I was talking to a CTO of a Fortune 100 bank this morning and we got talking about feature engineering in AI/ML models. With the advent of ML and AI, many believe that the statistical methods of feature engineering are redundant. For example, in the case of a supervised classification 0/1 problem, many use LASSO now to identify features of importance instead of using the correlation matrix (stat approach).

While many of these are viable short cuts to build the first dirty model, YOU MIGHT BE SURPRISED that hypothesis-driven variable creation/combination still delivers far superior results than ML-driven feature optimization for the refined model.

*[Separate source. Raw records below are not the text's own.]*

PR #4975, opened 2025-12-08
ci: optimize install_homebrew_deps by coalescing installs

lgritz:
There seems to be a couple seconds overhead for each "brew install". Refactor install_homebrew_deps.bash to first assemble the list of all packages to install, and then do a single `brew install` for the whole list.

Also remove mention of packages that are pre-installed on the Mac GHA runners or that we don't need.

In the process, by using the `OIIO_BREW_INSTALL_PACKAGES` variable and only setting it if empty, we now have the ability to fully override the list of packages that brew will install on a per-job basis.


lgritz:
No objections for nearly a week + CI change only = merge

PR #4976, opened 2025-12-09
fix(idiff): Fail comparison when images have different dimensions

### LINKED ISSUE #4948: [BUG] idiff's perceptual comparison passes images with different dimensions and contents
**Describe the bug**

Running idiff's perceptual difference test on two images with different dimension and obvious content differences passes the test.

These are the images being compared:

Image

Image

OIIO 3.1.7.0 | MacOS/x86_64
    Build compiler: Apple clang 16.0 | C++17/201703
Dependencies: BZip2 1.0.8, FFmpeg 8.0, fmt 12.1.0, Freetype 2.14.1, GIF 5.2.2, Imath 3.2.2, JXL
    0.11.1, Libheif 1.20.2, libjpeg-turbo 3.1.2, LibRaw 0.21.4, libuhdr NONE, OpenColorIO 2.5.0,
    OpenEXR 3.4.2, openjph 0.24.5, OpenVDB NONE, PNG 1.6.50, pugixml 1.15, pybind11 3.0.1, Python3
    3.14.0, Robinmap 1.4.0, TBB 2022.3.0, TIFF 4.7.1, WebP 1.6.0, ZLIB 1.3.1

(Installed and upgraded to the latest version of OpenImageIO with homebrew)

**To Reproduce**

1. Download and extract the images from this ZIP file: 
[images.zip](https://github.com/user-attachments/files/23289778/images.zip)
2. In the directory with the two images, run `idiff -p -abs -o diff.jpg nav_buttons_new.jpg nav_buttons.jpg`

It outputs 

> Comparing "nav_buttons_new.jpg" and "nav_buttons.jpg"
> PASS

even though the images are clearly very different. This is the diff that is generates:

Image

Passing `-od` to the command makes it not generate any diff because the comparison passes.
The expected result would be that the comparison fails.

pmady:
Previously, idiff would not explicitly fail when comparing images with different dimensions. Both numeric and perceptual comparisons use roi_union which silently handles dimension differences by comparing against black pixels for non-overlapping regions.

This fix adds an explicit dimension check before any comparison to ensure images with different sizes or channel counts fail with ErrDifferentSize (exit code 3) and print a clear error message.

Fixes #4948

## Checklist:

  doesn't change the API.)
  nonconforming.

### DIFF
--- a/src/libOpenImageIO/imagebufalgo_yee.cpp
+++ b/src/libOpenImageIO/imagebufalgo_yee.cpp
@@ -52,7 +52,7 @@ public:
         if (lev >= PYRAMID_MAX_LEVELS)
             return 0.0f;
         else
-            return level[lev].getchannel(x, y, 0, 1);
+            return level[lev].getchannel(x, y, 0, 0);
     }
 
 #if 0 /* unused */
@@ -65,7 +65,7 @@ public:
     float operator()(int x, int y, int lev) const
     {
         OIIO_DASSERT(lev < PYRAMID_MAX_LEVELS);
-        return level[lev].getchannel(x, y, 0, 1);
+        return level[lev].getchannel(x, y, 0, 0);
     }
 #endif
 
--- a/testsuite/diff/ref/out-fmt6.txt
+++ b/testsuite/diff/ref/out-fmt6.txt
@@ -16,7 +16,7 @@ Computing diff of "img1.exr" vs "img2.exr"
   121 pixels (2.95%) over 1e-06
 FAILURE
 Computing perceptual diff of "img1.exr" vs "img2.exr"
-  Max error  = 1.0 @ (5, 17, R)  values are 0.1, 0.1, 0.1 vs 0.1, 0.6, 0.1
+  Max error  = 10.0 @ (5, 17, R)  values are 0.1, 0.1, 0.1 vs 0.1, 0.6, 0.1
   121 pixels (2.95%) failed the perceptual test
 FAILURE
 Computing perceptual diff of "img1.exr" vs "img1.exr"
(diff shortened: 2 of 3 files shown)


lgritz:
It's very common (especially for openexr files, which support an explicit "display window" separately from a "pixel data window") for applications to "shrink wrap" the images by reducing the pixel data window to only encompass the non-zero part of the image. By definition, pixels outside the pixel window are simply black, and it would break a lot of workflows to suddenly start failing comparisons of shrink-wrapped image files. 

We should not consider images to differ in contents merely on the basis of their windows being different. We should only consider if the pixel values are different (and honoring the precept that pixels outside the data window exist, but are 0 in all channels).

I think the real problem of Issue #4948 is perhaps different than the initial diagnoss. Note that it works fine when not using the `-p` flag. So it has probably is a case of ImageBufAlgo::compare_Yee in particular misbehaving under those circumstances.

lgritz:
Um... you can see that all of the CI is failing, and it's because our testsuite specifically tests this case of ensuring that two images are considered the same even if they have different crop windows, provided that they are always 0 in the areas where the two images do not overlap their windows.

So I feel compelled to ask: Before submitting the PR, did you not either run the tests locally on your machine, or at least check the results of the CI run that happened when you pushed your changes to your fork of OIIO?

I understand that sometimes we're in a rush and stuff slips through the cracks, but it's really always worth the time to pause after you push to your fork, check the CI results there, and then only submit the PR if it passes all tests at that stage.

pmady:
Sure when i ran the CI worked, let me try locally and test again.

lgritz:
This doesn't make sense to me. There were only 2 reference outputs for this test before -- and one exists only to account for slightly different formatting for old fmt 6.0. Why should your fix require 7 additional reference outputs? That sounds fishy to me.

src/libOpenImageIO/imagebufalgo_yee.cpp
```diff
@@ -52,7 +52,7 @@ class GaussianPyramid {
         if (lev >= PYRAMID_MAX_LEVELS)
             return 0.0f;
         else
-            return level[lev].getchannel(x, y, 0, 1);
+            return level[lev].getchannel(x, y, 0, 0);
```
lgritz, line 55: It was this all along? Weird. Why did this ever work?

pmady: "It 'worked' in the sense that it didn't crash - getchannel() likely returns 0 for out-of-bounds channels. Since both pyramids returned the same incorrect value (0), the computed differences were always 0, making images appear identical. This explains why perceptual comparison was passing for clearly different images in #4948."

PR #4977, opened 2025-12-10
Speedup to detect the existence of files on Windows

wingfiring:
## Description
On Windows, `Filesystem::exists` forward the call to `std::filesystem::exists`, and finally calls `_std_fs_get_stats` . `_std_fs_get_stats`  is slow if the argument is a netwok path.

## Tests
No, performance related.

## Checklist:

  doesn't change the API.)
  nonconforming.

### DIFF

In a recent client case for predicting customer churn, we created a hypothesis-driven variable based on a brainstorm with the product and marketing team — a customer who clicks three-level down on a help page and then calls customer support and doesn’t get FCR. That variable turned out to be the top variable predicting customer churn. No ML/stat driven methods could have gotten us this var combination and thus the lift it delivered. So we use hypotheses + math for feature optimization.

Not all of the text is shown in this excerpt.